Your objective: Copy out all of the material. Every line must match the original.

BEGIN

PR #730, opened 2024-10-12
implementation of translation of bengali

olumolu:


po/bn.po
```diff
@@ -0,0 +1,608 @@
...
+msgid "seal;sandbox;override;"
+msgstr "seal;sandbox;override;"
+
+#: data/com.github.tchx84.Flatseal.appdata.xml.in:12
+msgid """Flatseal is a graphical utility to review and modify permissions from your ""Flatpak applications."
+msgstr "ফ্ল্যাটসিল একটি গ্রাফিক্যাল ইউটিলিটি যা আপনার ফ্ল্যাটপ্যাক অ্যাপ্লিকেশনগুলির অনুমতি পর্যালোচনা এবং পরিবর্তন করতে ব্যবহৃত হয়।"
+
+#: data/com.github.tchx84.Flatseal.appdata.xml.in:21
+msgid "The Flatseal main window"
+msgstr "ফ্ল্যাটসিল প্রধান উইন্ডো"
```
tchx84: I am not familiar with Bengali, so I am not sure it's customary to translate the application name like this.

po/bn.po
```diff
@@ -0,0 +1,608 @@
...
+msgid "Portal Version"
+msgstr "পোর্টাল সংস্করণ"
+
+#: src/widgets/globalInfoViewer.ui:81
+msgid "Changes Path"
+msgstr "পথ পরিবর্তন"
+
+#: src/widgets/menu.ui:7
+msgid "_Help"
+msgstr "_সাহায্য"
```
tchx84: I wonder if the mnemonic will work here, e.g., I noticed gnome-shell Bengali translation simply ignores the `_` prefix. Maybe we should also do the same here.

tchx84 (changes requested):
Hi @olumolu , I left two minor comments.

 Thanks for working on this and apologies for the delay.

po/bn.po
olumolu: Sure i can left that in english

po/bn.po
olumolu: I can leave that in english if You want I don't know that gnome shell ignore that `_`

tchx84: Not sure either, but I would not suggest to leave it in English. Perhaps just remove the `_` prefix it, and change all other similar strings to keep it consistent.

po/bn.po
tchx84: I would suggest you look at gnome-shell (and maybe other apps) [translation](https://gitlab.gnome.org/GNOME/gnome-shell/-/blob/main/po/bn.po?ref_type=heads) and follow whatever it's done there.

olumolu: I have done that for alpaca and all we have translated all lines

po/bn.po
```diff
@@ -0,0 +1,608 @@
...
+msgstr "রানটাইম"
+
+#: src/widgets/busNameRow.js:35 src/widgets/pathRow.js:73
+#: src/widgets/relativePathRow.js:33 src/widgets/variableRow.js:33
+msgid "This is not a valid option"
+msgstr "এটি একটি বৈধ বিকল্প নয়"
+
+#: src/widgets/detailsButton.js:60
+msgid "_Show Details"
+msgstr "_বিস্তারিত দেখুন"
```
tchx84: Same here.

po/bn.po
```diff
@@ -0,0 +1,608 @@
...
+msgid "Changes Path"
+msgstr "পথ পরিবর্তন"
+
+#: src/widgets/menu.ui:7
+msgid "_Help"
+msgstr "সাহায্য"
+
+#: src/widgets/menu.ui:11
+msgid "_Documentation"
+msgstr "_ডকুমেন্টেশন"
```
tchx84: Same here.

po/bn.po
```diff
@@ -0,0 +1,608 @@
...
+
+#: src/widgets/menu.ui:15
+msgid "_Keyboard Shortcuts"
+msgstr "_কীবোর্ড শর্টকাট"
```
tchx84: Same here.

po/bn.po
```diff
@@ -0,0 +1,608 @@
...
+
+#: src/widgets/menu.ui:19
+msgid "_About Flatseal"
+msgstr "_ফ্ল্যাটসিল সম্পর্কে"
```
tchx84: Same here.

po/bn.po
```diff
@@ -0,0 +1,608 @@
...
+msgstr "সেট করা হয়নি"
+
+#: src/widgets/relativePathRow.js:84
+msgid "Default paths can't be removed"
+msgstr "ডিফল্ট পথগুলি সরানো যাবে না"
+
+#: src/widgets/resetButton.js:37 src/widgets/resetButton.js:55
+#: src/widgets/resetButton.js:62 src/widgets/window.js:106
+msgid "_Reset"
+msgstr "_রিসেট করুন"
```
tchx84: Same here.

po/bn.po
```diff
@@ -0,0 +1,608 @@
...
+msgid "Find previous"
+msgstr "আগেরটি অনুসন্ধান করুন"
+
+#: src/widgets/window.js:98
+msgid "Permissions have been reset"
+msgstr "অনুমতিগুলি রিসেট করা হয়েছে"
+
+#: src/widgets/window.js:99
+msgid "_Undo"
+msgstr "_আনডু"
```
tchx84: Same here.

po/bn.po
```diff
@@ -0,0 +1,608 @@
...
+msgid """Flatseal is a graphical utility to review and modify permissions from your ""Flatpak applications."
+msgstr "ফ্ল্যাটসিল একটি গ্রাফিক্যাল ইউটিলিটি যা আপনার ফ্ল্যাটপ্যাক অ্যাপ্লিকেশনগুলির অনুমতি পর্যালোচনা এবং পরিবর্তন করতে ব্যবহৃত হয়।"
+
+#: data/com.github.tchx84.Flatseal.appdata.xml.in:21
+msgid "The Flatseal main window"
+msgstr "Flatseal প্রধান উইন্ডো"
+
+#: data/com.github.tchx84.Flatseal.appdata.xml.in:25
+msgid "Flatseal showing filesystem permissions"
+msgstr "ফ্ল্যাটসিল ফাইল সিস্টেম অনুমতি দেখাচ্ছে"
```
tchx84: Whether you keep it in English or Bengali, just be consistent through all the document.

po/bn.po
```diff
@@ -0,0 +1,608 @@
...
+
+#: data/com.github.tchx84.Flatseal.appdata.xml.in:29
+msgid "Flatseal showing global overrides"
+msgstr "ফ্ল্যাটসিল গ্লোবাল ওভাররাইড দেখাচ্ছে"
```
tchx84: Be consistent here.

po/bn.po
tchx84: Also be consistent here.

tchx84 (changes requested):
I still see places where you translate Flatseal and places where you don't translate Flatseal. I don't really know what's the correct way of doing it for Bengali,  but I think it should at least be consistent. So please make it consistent, no matter what you choose.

END

Exercise solution:
PR #730, opened 2024-10-12
implementation of translation of bengali

olumolu:


po/bn.po
```diff
@@ -0,0 +1,608 @@
...
+msgid "seal;sandbox;override;"
+msgstr "seal;sandbox;override;"
+
+#: data/com.github.tchx84.Flatseal.appdata.xml.in:12
+msgid """Flatseal is a graphical utility to review and modify permissions from your ""Flatpak applications."
+msgstr "ফ্ল্যাটসিল একটি গ্রাফিক্যাল ইউটিলিটি যা আপনার ফ্ল্যাটপ্যাক অ্যাপ্লিকেশনগুলির অনুমতি পর্যালোচনা এবং পরিবর্তন করতে ব্যবহৃত হয়।"
+
+#: data/com.github.tchx84.Flatseal.appdata.xml.in:21
+msgid "The Flatseal main window"
+msgstr "ফ্ল্যাটসিল প্রধান উইন্ডো"
```
tchx84: I am not familiar with Bengali, so I am not sure it's customary to translate the application name like this.

po/bn.po
```diff
@@ -0,0 +1,608 @@
...
+msgid "Portal Version"
+msgstr "পোর্টাল সংস্করণ"
+
+#: src/widgets/globalInfoViewer.ui:81
+msgid "Changes Path"
+msgstr "পথ পরিবর্তন"
+
+#: src/widgets/menu.ui:7
+msgid "_Help"
+msgstr "_সাহায্য"
```
tchx84: I wonder if the mnemonic will work here, e.g., I noticed gnome-shell Bengali translation simply ignores the `_` prefix. Maybe we should also do the same here.

tchx84 (changes requested):
Hi @olumolu , I left two minor comments.

 Thanks for working on this and apologies for the delay.

po/bn.po
olumolu: Sure i can left that in english

po/bn.po
olumolu: I can leave that in english if You want I don't know that gnome shell ignore that `_`

tchx84: Not sure either, but I would not suggest to leave it in English. Perhaps just remove the `_` prefix it, and change all other similar strings to keep it consistent.

po/bn.po
tchx84: I would suggest you look at gnome-shell (and maybe other apps) [translation](https://gitlab.gnome.org/GNOME/gnome-shell/-/blob/main/po/bn.po?ref_type=heads) and follow whatever it's done there.

olumolu: I have done that for alpaca and all we have translated all lines

po/bn.po
```diff
@@ -0,0 +1,608 @@
...
+msgstr "রানটাইম"
+
+#: src/widgets/busNameRow.js:35 src/widgets/pathRow.js:73
+#: src/widgets/relativePathRow.js:33 src/widgets/variableRow.js:33
+msgid "This is not a valid option"
+msgstr "এটি একটি বৈধ বিকল্প নয়"
+
+#: src/widgets/detailsButton.js:60
+msgid "_Show Details"
+msgstr "_বিস্তারিত দেখুন"
```
tchx84: Same here.

po/bn.po
```diff
@@ -0,0 +1,608 @@
...
+msgid "Changes Path"
+msgstr "পথ পরিবর্তন"
+
+#: src/widgets/menu.ui:7
+msgid "_Help"
+msgstr "সাহায্য"
+
+#: src/widgets/menu.ui:11
+msgid "_Documentation"
+msgstr "_ডকুমেন্টেশন"
```
tchx84: Same here.

po/bn.po
```diff
@@ -0,0 +1,608 @@
...
+
+#: src/widgets/menu.ui:15
+msgid "_Keyboard Shortcuts"
+msgstr "_কীবোর্ড শর্টকাট"
```
tchx84: Same here.

po/bn.po
```diff
@@ -0,0 +1,608 @@
...
+
+#: src/widgets/menu.ui:19
+msgid "_About Flatseal"
+msgstr "_ফ্ল্যাটসিল সম্পর্কে"
```
tchx84: Same here.

po/bn.po
```diff
@@ -0,0 +1,608 @@
...
+msgstr "সেট করা হয়নি"
+
+#: src/widgets/relativePathRow.js:84
+msgid "Default paths can't be removed"
+msgstr "ডিফল্ট পথগুলি সরানো যাবে না"
+
+#: src/widgets/resetButton.js:37 src/widgets/resetButton.js:55
+#: src/widgets/resetButton.js:62 src/widgets/window.js:106
+msgid "_Reset"
+msgstr "_রিসেট করুন"
```
tchx84: Same here.

po/bn.po
```diff
@@ -0,0 +1,608 @@
...
+msgid "Find previous"
+msgstr "আগেরটি অনুসন্ধান করুন"
+
+#: src/widgets/window.js:98
+msgid "Permissions have been reset"
+msgstr "অনুমতিগুলি রিসেট করা হয়েছে"
+
+#: src/widgets/window.js:99
+msgid "_Undo"
+msgstr "_আনডু"
```
tchx84: Same here.

po/bn.po
```diff
@@ -0,0 +1,608 @@
...
+msgid """Flatseal is a graphical utility to review and modify permissions from your ""Flatpak applications."
+msgstr "ফ্ল্যাটসিল একটি গ্রাফিক্যাল ইউটিলিটি যা আপনার ফ্ল্যাটপ্যাক অ্যাপ্লিকেশনগুলির অনুমতি পর্যালোচনা এবং পরিবর্তন করতে ব্যবহৃত হয়।"
+
+#: data/com.github.tchx84.Flatseal.appdata.xml.in:21
+msgid "The Flatseal main window"
+msgstr "Flatseal প্রধান উইন্ডো"
+
+#: data/com.github.tchx84.Flatseal.appdata.xml.in:25
+msgid "Flatseal showing filesystem permissions"
+msgstr "ফ্ল্যাটসিল ফাইল সিস্টেম অনুমতি দেখাচ্ছে"
```
tchx84: Whether you keep it in English or Bengali, just be consistent through all the document.

po/bn.po
```diff
@@ -0,0 +1,608 @@
...
+
+#: data/com.github.tchx84.Flatseal.appdata.xml.in:29
+msgid "Flatseal showing global overrides"
+msgstr "ফ্ল্যাটসিল গ্লোবাল ওভাররাইড দেখাচ্ছে"
```
tchx84: Be consistent here.

po/bn.po
tchx84: Also be consistent here.

tchx84 (changes requested):
I still see places where you translate Flatseal and places where you don't translate Flatseal. I don't really know what's the correct way of doing it for Bengali,  but I think it should at least be consistent. So please make it consistent, no matter what you choose.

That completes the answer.